Bezittelijk voornaamwoord

Klik op onderstaande link voor de uitleg/theorie. Lees deze goed door en bekijk daarna het filmpje onder de link. Maak aantekeningen in je theorieschrift.

Bezittelijk voornaamwoord

Bezittelijk voornaamwoord

Extra theorie.

 

Wat is een bezittelijk voornaamwoord?

Het woord zegt het al; het geeft een bezit aan.


mijn knikkers
Het bezittelijk voornaamwoord staat bijna altijd voor een *zelfstandig naamwoord. Het zelfstandig naamwoord is dan van iemand.


Bezittelijke voornaamwoorden zijn onder andere:

Bezittelijke voornaamwoorden

m'n, mijn, mijne, je, jouw, jouwe, uw, uwe, z'n, d'r, zijn, zijne, haar, hare, ons, onze, jullie, hun of hunne

Van wie is het?

 

mijn appel
jouw auto
zijn idee
onze vakantie
hun werkstuk

Die appel is van mij.
Die auto is van jou.
Het idee is van hem.
De vakantie is van jullie.
Het werkstuk is van hun.

Bezittelijke voornaamwoorden kun je eigenlijk nooit vervangen door de namen van personen!
Soms lijkt dat wel zo, maar dan ben je aan het vals spelen.

Linda's feestje?

Ga je ook naar haar feestje?

Gaat Rosa ook naar Linda’s feestje?

Het feestje is van Linda.

Het feestje is van haar.

haar is in deze zin een bezittelijk voornaamwoord. In deze zin zijn we aan het vals spelen.
haar wordt hier wel vervangen door een naam, in dit geval Linda’s.
Maar je wordt gedwongen om er een 's aan toe te voegen.

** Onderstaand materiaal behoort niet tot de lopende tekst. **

PR #1802, opened 2023-06-28
feat: generate test actor "bundle"

Stebalien:
Instead of hard-coding it. This way, we can specify all actors in one place.


fridrik01 (approved):
LGTM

je is in deze zin een **persoonlijk voornaamwoord.
Je kunt je vervangen door een naam, in dit geval Rosa.

Let op!
Neem de term bezit niet altijd te letterlijk: Het is jouw vakantie.
Jouw is hier wel een bezittelijk voornaamwoord, ook al is vakantie niet echt een bezit.



* zelfstandig naamwoord:
Je kunt de, het of een voor het woord zetten: de auto, een jongen, het kettinkje.

** persoonlijk voornaamwoord:
Het verwijst naar een persoon of een groep personen, zonder ze bij naam te noemen.